Which was so different from Jack’s attitude about his home. She knew he didn’t give a fig about appearances. He’d never been into flaunting his wealth. And his stint in the army had helped solidify his values.
He trailed behind his brother, looking like this was the last place on earth he wanted to be. Feeling light-headed, she steadied herself with a hand against the side table in the hall, trying to arrange her features and her understanding of what was happening.
A few minutes ago she’d been driving alone in a snowstorm, on her way to the hospital to deliver Jack’s baby. The baby who would never know his father. Now she was going meet him for the first time.
That couldn’t be a coincidence. It must mean something important.
Or was this all a cruel joke? A reminder of how much she’d lost? Maybe there was another explanation for what she thought she was experiencing now. Just the opposite of what she’d been thinking. She’d been in an auto accident. Was she lying in the hospital in a coma, hovering between life and death, dreaming all this?

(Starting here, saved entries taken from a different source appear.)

Issue #1306, opened 2022-07-26
[OTHER] Extending wiki with tutorials for each recommended tool


Snailedlt:
### I have searched through the issues and didn't find my problem.

- [X] Confirm

### What would you like to share?

It would be nice if we had a wiki page with tutorials for all the recommended tools. This can of course be added incrementally.

@BenSouchet Has already made a quick tutorial for a new tool recommendation here -> https://github.com/devicons/devicon/issues/1279#issuecomment-1195433256

We could follow the same format for the other tools that we have in the [Recommended resources and tools](https://github.com/devicons/devicon/wiki/Recommended-resources-and-tools) wiki page, then add a link back in the table on that page.

#### Example

| Tool Name          | Link                                               | Description & Usage                                |Tutorials|
| :----------------- | :------------------------------------------------- | :------------------------------------------------- |:----|
| Inkscape           | https://inkscape.org/                              | Free desktop application for editing and making SVGs   |[how to foo](https://example.com/), [how to bar](https://example.com/)|
| Visual Studio Code | https://code.visualstudio.com/                     | A code editor for editing code                     |[how to vscode](https://example.com/)|
| vscode.dev         | https://vscode.dev/                                | Visual Studio Code in the browser                  |[how to vscode](https://example.com/)|
| Iloveimg           | https://www.iloveimg.com/resize-image/resize-svg   | Resizing SVGs (this doesn't work with SVGs containing complex elements like gradients, etc.). **Still have to add the attribute `viewBox="0 0 128 128"` manually to your resized files.**|[cool tutorial](https://example.com/)|
| svgviewer.dev      | https://www.svgviewer.dev/                         | View, save, and optimize SVGs                      |[tutorial1](https://example.com/)|
| Vecta.io           | https://vecta.io/nano | Compress and optimize SVGs|[tutorial1](https://example.com/)

#### I propose the following additions

- 1 new wiki page for `tools usage and tutorials`
- A new column in the table on the [Recommended resources and tools](https://github.com/devicons/devicon/wiki/Recommended-resources-and-tools) wiki page

Snailedlt:
@weh That png to svg tutorial you showed in #1428 is relevant here

Snailedlt:
How to unite paths in Inkscape:
1. Ungroup the objects Ctrl Shift G
1. Select all Ctrl A
1. Path > Union Ctrl + +

Snailedlt:
[...]

PR #1527, opened 2022-11-20
update icon: apache (original, plain, line, original-wordmark, plain-wordmark, line-wordmark)

### LINKED ISSUE #1525: [BUG] apache logos are wrong

- [X] Confirm

### Bug description

Official apache logo: https://www.apache.org/logos/res/httpd/httpd_highres.png

Logo in devicon: https://github.com/devicons/devicon/blob/master/icons/apache/apache-original-wordmark.svg

Official logo is vertical and does not have outline. Also font used in text is wrong.

Though it could be just old vs new version issue. But it does need fixing anyway because current logo contains raster images.

Redo logo

### Additional information

This is a split from second post of https://github.com/devicons/devicon/issues/1517

cyberalien:

## Features
Rewrite of Apache logos

**This PR closes #1525**
https://github.com/devicons/devicon/issues/1525

## Notes
Full redesign of logos, based on [official Apache logo](https://www.apache.org/logos/res/httpd/httpd_highres.png)


devicon.json
```diff
@@ -355,7 +355,7 @@
                 "line-wordmark"
             ]
         },
-        "color": "#303284",
+        "color": "#ab0001",
```
Snailedlt, line 358: Same color as the main fill in the `original-wordmark` SVG
```suggestion
        "color": "#aa0001",
```

Snailedlt (changes requested):
Those icons are looking nice!

In addition to changing the color, please remove the width and height attributes, as well as optimizing the icons with SVGOMG by following [this](https://github.com/devicons/devicon/issues/1306#issuecomment-1296015861) guide.

We should add checks for this, and automate the optimization with SVGO (I'll make issues for doing that)

devicon.json
cyberalien: Sure. Done

Snailedlt:
Looks like you removed the viewbox instead of the height and width attributes. Whoopsie 🙊 

It can probbaly be fixed by just replacing
```svg
width="128" height="128"
```
With
```svg
viewbox="0 0 128 128"
```

cyberalien:
Doh!

Fixed :)

Snailedlt:
You're so fast! :100:

Snailedlt:
Te line-wordmark and plain-wordmark versions have these small defects :/

Screenshot_20221121_001227

Do you know how to fix them? If not, you can tag lunatic-fox to get help fixing it, since he knows how to do it :)

cyberalien:
I've checked shapes, those bugs don't exist. So looks like icomoon bug. My guess is it can't handle compressed paths that SVGO generates, which is a common problem with old parsers and often it looks just like that.

Updated icons with cleaned up path, hoping it fixes issue.

cyberalien:
Hm. Bad guess. Something else is bugged :(

Snailedlt:
Yeah, I think those lines are usually the result of merging paths, causing paths to overlap. @lunatic-fox knows more about it, and can probably fix it when he has time.

@lunatic-fox maybe you could also make a little guide on how we can fix these issues?

cyberalien:
Found a way to debug it on icomoon by creating custom font and importing icons. Icon does show that error there, but only after SVGO optimisation. Icon exported directly from Figma does not have that issue.

cyberalien:
Should be fixed now

Snailedlt:
Ahh, yes the issue seems to be the combining of the paths. Sadly, line and plain icons only containing one path is a requirement from our side though. Luckily this is usually fixable by offsetting the paths a bit. I haven't found a good way to fix it consistently, but I think @lunatic-fox has, so hopefully he can share some knowledge about this

cyberalien:
I've combined paths, it works fine. Issue is somewhere else.

In code I've used to clean up icons, I did run SVGO, but with the following plugins disabled: `removeHiddenElems`, `convertShapeToPath`, `convertEllipseToCircle`, `convertPathData`, `mergePaths`, `reusePaths`. Its a preset I'm using for animated icons, which is designed to not mess with shapes because SVGO is very bad at working with SVG 2 animations, messing up icons in 99% of cases.

So one of them causes issue. Biggest suspect is `convertPathData`.

Snailedlt:
I see, maybe [SVGOMG](https://jakearchibald.github.io/svgomg/) has the same options then. Worth checking out and updating the guide I linked to earlier if it does :)

icons/apache/apache-line-wordmark.svg
```diff
@@ -1 +1 @@
...
...45.6386 65.7632 45.6486 65.804C45.6652 65.8725 45.6582 65.8797 45.5589 65.897C45.4209 65.9208 38.5957 65.9533 38.5957 65.9301C38.5957 65.9205 38.8285 65.351 39.1131 64.6646C39.8838 62.8054 40.5387 61.2243 41.0029 60.1017C41.2307 59.5509 41.544 58.7956 41.6992 58.4232C41.8544 58.0508 42.0124 57.6636 42.0505 57.5628C42.1611 57.2697 42.2228 57.2327 42.2744 57.4288ZM72.1366 57.5557C72.2337 57.7494 72.4378 58.2465 72.8287 59.2413C73.0177 59.7223 73.1982 60.1793 73.2299 60.2569C73.2615 60.3345 73.3436 60.5376 73.4123 60.7083C73.7366 61.5137 74.0944 62.3833 74.2597 62.7677C74.3597 63.0004 74.4702 63.2733 74.5051 63.3742C74.54 63.4751 74.6142 63.6655 74.6699 63.7974C74.7255 63.9292 74.8467 64.2339 74.9391 64.4744C75.0315 64.7149 75.1976 65.1319 75.3081 65.401C75.4187 65.6701 75.5011 65.8983 75.4914 65.9081C75.4648 65.9348 70.0973 65.9513 69.2088 65.9274C68.7852 65.9161 68.4385 65.8961 68.4385 65.883C68.4385 65.86 68.7009 65.2261 69.9734 62.1752C70.31 61.3684 70.6268 60.6067 70.6775 60.4826C70.8487 60.0638 71.2179 59.1888 71.4929 58.5501C71.6433 58.201 71.7982 57.8265 71.8372 57.7179C71.9328 57.4517 71.9508 57.4217 72.0145 57.4217C72.0518 57.4217 72.091 57.4648 72.1366 57.5557Z"/></g></svg>
```
Snailedlt, line 1: this still has multiple `path` elements, but I guess since they are grouped, it can be considered united?

icons/apache/apache-plain-wordmark.svg
```diff
@@ -1 +1 @@
...
...45.6386 65.7632 45.6486 65.804C45.6652 65.8725 45.6582 65.8797 45.5589 65.897C45.4209 65.9209 38.5957 65.9533 38.5957 65.9301C38.5957 65.9205 38.8285 65.351 39.1131 64.6646C39.8838 62.8054 40.5387 61.2243 41.0029 60.1017C41.2307 59.5509 41.544 58.7956 41.6992 58.4232C41.8544 58.0508 42.0124 57.6636 42.0505 57.5628C42.1611 57.2697 42.2228 57.2327 42.2744 57.4288ZM72.1366 57.5557C72.2337 57.7494 72.4378 58.2465 72.8287 59.2413C73.0177 59.7223 73.1982 60.1793 73.2299 60.2569C73.2615 60.3345 73.3436 60.5376 73.4123 60.7083C73.7366 61.5137 74.0944 62.3833 74.2597 62.7677C74.3597 63.0004 74.4702 63.2733 74.5051 63.3742C74.54 63.4751 74.6142 63.6655 74.6699 63.7974C74.7255 63.9292 74.8467 64.2339 74.9391 64.4744C75.0315 64.7149 75.1976 65.1319 75.3081 65.401C75.4187 65.6701 75.5011 65.8983 75.4914 65.9081C75.4648 65.9348 70.0973 65.9513 69.2088 65.9274C68.7851 65.9161 68.4385 65.8961 68.4385 65.883C68.4385 65.86 68.7009 65.2261 69.9734 62.1752C70.31 61.3684 70.6268 60.6067 70.6775 60.4826C70.8487 60.0638 71.2179 59.1888 71.4929 58.5501C71.6433 58.201 71.7982 57.8265 71.8372 57.7179C71.9328 57.4517 71.9508 57.4217 72.0145 57.4217C72.0518 57.4217 72.091 57.4648 72.1366 57.5557Z"/></g></svg>
```
Snailedlt, line 1: Same here

icons/apache/apache-line-wordmark.svg
cyberalien: Added another commit that merges them in one path, it seems to work correctly on icomoon.

lunatic-fox:
Hello there!
I searched a little and shouldn't we be basing the icons on this one?



***Source: [APACHE SOFTWARE FOUNDATION](https://www.apache.org/logos/#)***

---
Perhaps, you're doing the base on this other one:



***Source: [APACHE HTTP SERVER](https://www.apache.org/logos/#)***

From [**Wikipedia**](https://en.wikipedia.org/wiki/Apache_HTTP_Server#/media/File:Apache_HTTP_server_logo_(2019-present).svg) we can also see this info about "Apache HTTP Server".
> The Apache Software Foundation - Vectorised by [Vulphere](https://commons.wikimedia.org/wiki/User:Vulphere) based from https://www.apache.org/logos/

### But what's the difference?
"Apache Software Foundation" logo has few nodes compared to "Apache HTTP Server", which reinforce the idea that it's the original one.

***Apache Software Foundation***
apache-software-foundation

***Apache HTTP Server***
apache-http-server

The excess of nodes can be a problem when converted to font. And some segments have unnecessary curve nodes within a line segment.

As far as I see when converted to font that segments can be misinterpreted and resulting in spikes or bugged lines.

Changing the word "APACHE" based on "Apache Software Foundation" logo and optimizing in SVGO, they have no issues as seen below.
line-wordmark-result

plain-wordmark-result

I think you can rebase the icons and you will have no problem. But if that happen for some oddly reason I'll be helping ASAP. 🙂

cyberalien:
I agree. The simpler the shape is, the better and that source should help a lot.

cyberalien:
Redesigned it, removed old commits that are now irrelevant, optimised and tested on icomoon.

icons/apache/apache-line-wordmark.svg
```diff
@@ -1 +1 @@
...
... 56.1365 17.6054 55.9005 17.5045 55.5359C17.4036 55.1714 17.5843 54.7878 17.9297 54.6335C17.9622 54.619 17.9958 54.6042 18.0305 54.5889C18.6089 54.3341 19.4731 53.9535 20.3691 52.6236C21.9939 50.2121 23.1829 47.5169 23.5194 45.7099C23.8378 44.0002 23.5844 42.8108 23.194 42.0426C23.0512 41.7617 22.7854 41.4211 22.462 41.1571C22.1291 40.8854 21.8278 40.7685 21.6143 40.7685C21.4815 40.7685 21.2835 40.8239 20.9635 41.052C20.6417 41.2813 20.2747 41.6276 19.8076 42.0999C18.9002 43.0174 18.3426 43.6939 17.8549 44.3078C16.1807 46.4151 14.1528 49.2142 12.1811 52.3762C9.03342 57.4242 6.06446 63.4163 4.88715 69.3122C4.64613 70.5191 4.47754 71.7115 4.40103 72.8936C4.37999 73.2187 4.15538 73.4945 3.84197 73.5813C4.04413 74.0814 4.21241 74.6138 4.29272 75.1359ZM7.12175 73.3741C7.11465 73.3935 7.10755 73.4128 7.10047 73.4322C6.68369 74.5706 6.30671 75.6272 5.98062 76.5651C7.11007 76.5456 8.13238 76.3616 8.98019 75.9381C8.69331 75.8755 8.4615 75.6511 8.39645 75.3548C8.31943 75.0039 8.49694 74.6468 8.82312 74.4963L8.82858 74.4938C9.28675 74.2824 9.74138 74.0727 10.194 73.7843C9.43257 73.9175 8.59834 73.9159 7.66677 73.7607C7.42862 73.7211 7.23152 73.574 7.12175 73.3741Z" clip-rule="evenodd"/></svg>
```
Snailedlt, line 1: Two path elements again (should be one) ;)

Snailedlt (changes requested):

Snailedlt:
Thanks for the input @lunatic-fox. Just out of curiosity though... how did you highlight the nodes of the icon? Inkscape?

lunatic-fox:
> Thanks for the input @lunatic-fox. Just out of curiosity though... how did you highlight the nodes of the icon? Inkscape?

Yeah, it was on Inkscape. 🙂

icons/apache/apache-line-wordmark.svg
cyberalien: Done

cyberalien: Actually... no. That broke icon. Doh

Snailedlt (dismissed):
Looks good! ✔️ 
Thank you for another great contribution 🚀

lunatic-fox:
I got a little break here from research. 😅

And I think I didn't express myself right.
Well, I was asking if we should use the entirely logo, like, with the words "The Apache Software Foundation TM". I know is far way better the way it is now, because they're good to read even in small proportions, but I not sure about modifying it.

Another option would be preserve the font wordmark versions the way it is and do the `original-wordmark` version as the logo will all the features, since it's used as icon and not as font.

Let me now what you think @cyberalien and @Snailedlt.

I'll be answering back until tomorrow. 😉

cyberalien:
I think that would make logo unreadable, unless scaled to really big icon, but then it would be too high, so unusable.

Snailedlt:
Both ways work, but like cyberalien said, it quickly becomes unreadable on smaller sizes. That's not that big of a deal imo though, since we have the non-wordmark version available too. 

Up to you guys what you decide on using, but I think we should add `The Apache Software Foundation` as an altname while we're at it :)

Snailedlt:
```json
altnames: [
    "The Apache Software Foundation®"
]
```

lunatic-fox:
> ```json
> "altnames": [
>     "The Apache Software Foundation™"
> ]
> ```

For sure! 😅

cyberalien:
Is there a standard for `altnames` field?

I've checked file, almost all entries are alternative icon names in lower case, not project name. Few items are project names in mixed case, few items are identical to name but with spacing. What I haven't found though is any entry with `™` and technically many names there are trademarks.

Snailedlt:
@cyberalien nope, there are no naming standards for it. Basically altnames is used together with the name in the search field on the website. So it's only to make the icon more searchable atm. 

Might use it for something more in the future though

devicon.json
```diff
@@ -335,7 +335,10 @@
     },
     {
         "name": "apache",
-        "altnames": [],
+        "altnames": [
+            "The Apache Software Foundation™",
+            "The Apache Software Foundation"
+        ],
```
lunatic-fox, line 341: Maybe the one with trademark character is unnecessary, isn't it @Snailedlt? 🤔
```suggestion
        "altnames": [
            "The Apache Software Foundation"
        ],
```

Snailedlt: Hmm, yeah we only need one of them.  I doubt anyone would use tm in a search, but it is supported, so either one is fine, but no need for both since it's only used for searching :)

Snailedlt (approved):

devicon.json
```diff
@@ -355,7 +357,7 @@
                 "line-wordmark"
             ]
         },
-        "color": "#303284",
+        "color": "#aa0001",
```
Snailedlt, line 360: Is this the right color?
Seems to me like `#BD202E` is the most dominant color in the wordmark icon

Snailedlt (changes requested):

devicon.json
cyberalien: It is from text, not icon. Icon has bunch of gradients.

Snailedlt: I couldn't find `#aa0001` anywhere in the icon's code. Is it the average of the gradient or something?

cyberalien: Double checked it. Actually, logo use neither of those colors, main color for text varies, depending on which logo is used as base.

In icon used in original pull request it is actually `#aa0000`: https://svn.apache.org/repos/asf/comdev/project-logos/originals/httpd.svg

However, due to issues with "A" letter, I've rebuilt icon using this as source: https://svn.apache.org/repos/asf/comdev/project-logos/originals/foundation.svg and it uses `#cb2533` for text.

So correct color is `#aa0000` or `#cb2533`, depending on which Apache project it refers to.

Snailedlt: Ahh, right.
I suggest using `#cb2533` then

```suggestion
        "color": "`#cb2533`",
```

cyberalien: Sure... but it went a bit wrong. Noticed suggestion, clicked button to commit it, only later noticed that color in suggestion included quotes.

cyberalien: Fixed that in a separate commit, force-pushed to get rid of bad commit.

lunatic-fox: The issue happens when I said [here](https://github.com/devicons/devicon/pull/1527#issuecomment-1321879664) about APACHE HTTP SERVER and the text of this one is filled with `#aa0000`, which is practically the same as `#aa0001`, but APACHE SOFTWARE FOUNDATION, which I based my fix, have `#BD202E` as the major color.
So I'll be re-suggesting using `#BD202E`

cyberalien: "Apache Software Foundation" logo uses `#cb2533` for text.

Color in icon is irrelevant because there is no fixed color. It is all gradients.

lunatic-fox (approved):
I was mixing up the gradient color with text color, sorry guys, my bad. 😅
I also ungroup some versions. Hope that's ok!

Approved! ✔

Snailedlt (approved):

PR #1537, opened 2022-11-20
update icon: kaggle (original-wordmark)

### LINKED ISSUE #1523: [BUG] Bad code in kaggle-original-wordmark

- [X] Confirm

### Bug description

Shape uses this clip-path: `clip-path="url(#kaggle-original-wordmark-b)"`, but it does not exist in icon.

Probably remove clip-path because icon seem to be fine without it

### Additional information

_No response_

lunatic-fox:

## Features
- This PR fixes problems related to Kaggle `original-wordmark` icon

**This PR closes #1523**


Snailedlt (dismissed):
LGTM! :heavy_check_mark:

Snailedlt:
@cyberalien can you also take a look at this PR please? :)

cyberalien:
There is big padding around logo, so I suggest to scale it up to fill an entire area.

Why is there no `plain` version? I understand that it matches `original`, but does font parser know to use `original` or will it skip icon?

Snailedlt:
@cyberalien Yes, the original and olain versions are linked through devicon.json's alias object: https://github.com/devicons/devicon/blob/fc34f1b4de1e2a9ce93e7df72f1e72696073b411/devicon.json#L4200

You can read about it here: https://github.com/devicons/devicon/wiki/Updating-%60devicon.json%60#aliases-and-aliasobj

cyberalien:
Thanks.

This is a screenshot to show what I mean about padding.

Frame is 128x128, but icon inside is 63.12x110.6 and has seemingly random spacing on all sides.

In many icon sets icons do have spacing, but it is strictly defined in documentation and is usually 2px (1px for circles) for 24x24 icons. Some icon sets don't use padding. But whatever it is, it is consistent for all icons in icon set.

When using font users don't really notice it. Icon fonts render blurry are aligned like font, but when using icons as SVGs, it can be noticed. When icon is scaled down to something that fits it, for example 32x32 is a normal icon size for 128x128 icon set, if icon has no padding or 4/8px padding, edges look sharp. This icon won't look sharp no matter how it is scaled.

kaggle

Snailedlt:
@cyberalien good explanation, I get the point now, thanks!
I agree, we should enforce more consistent padding in our icons, what do you personally prefer? 1px, 2px, 0px? I wanna hear your opinion since you obviously have a lot of experience with SVG icon libraries through your work with Iconify and other libraries :)

On a second note: 
It would take quite some time to resize all the previous icons, so I don't see it happening any time soon, but for new icons, it should be possible. It can probably also be made much easier to review with the right tooling :)

cyberalien:
I think no padding would fit better. Then icon would scale correctly regardless of what resolution user has.

Padding of 1 or 2 pixels works great for icon sets designed on small grid for specific resolution. Material Design Icons guidelines have excellent explanation with examples: https://m2.material.io/design/iconography/system-icons.html#grid-and-keyline-shapes

But I think those guidelines won't fit this icon set. Logos aren't pixel perfect, grid is large. So I suggest no padding, scaling icon to use maximum available space.

lunatic-fox:
Changing in next commit! 🙂

cyberalien:
Perfect!

Snailedlt (approved):
LGTM! :heavy_check_mark: 
Thanks for the contribution @lunatic-fox and @cyberalien :100:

She pressed her hand against the surface of the table. It didn’t feel like a dream. It felt as real as the first time she’d lived through this day, only every moment was overlaid with what she knew about the future.
She wanted to scream a warning to Jack. And to pledge to whoever had put her here that she wouldn’t waste this opportunity.
Dimly she remembered the conversation that had swirled around her after the car crash. She hadn’t seen who was talking, but she’d heard two voices arguing about her fate. And now here she was being given a second chance to make everything come out differently.
But how? Last time she and Jack had been relentlessly swept along by events they couldn’t control.
She straightened her spine. This time, since she knew what was going to happen, she could change everything. Well, she knew the end result. But that wasn’t enough. Could she figure out who wanted Jack dead and why? Then stop the killer from murdering him?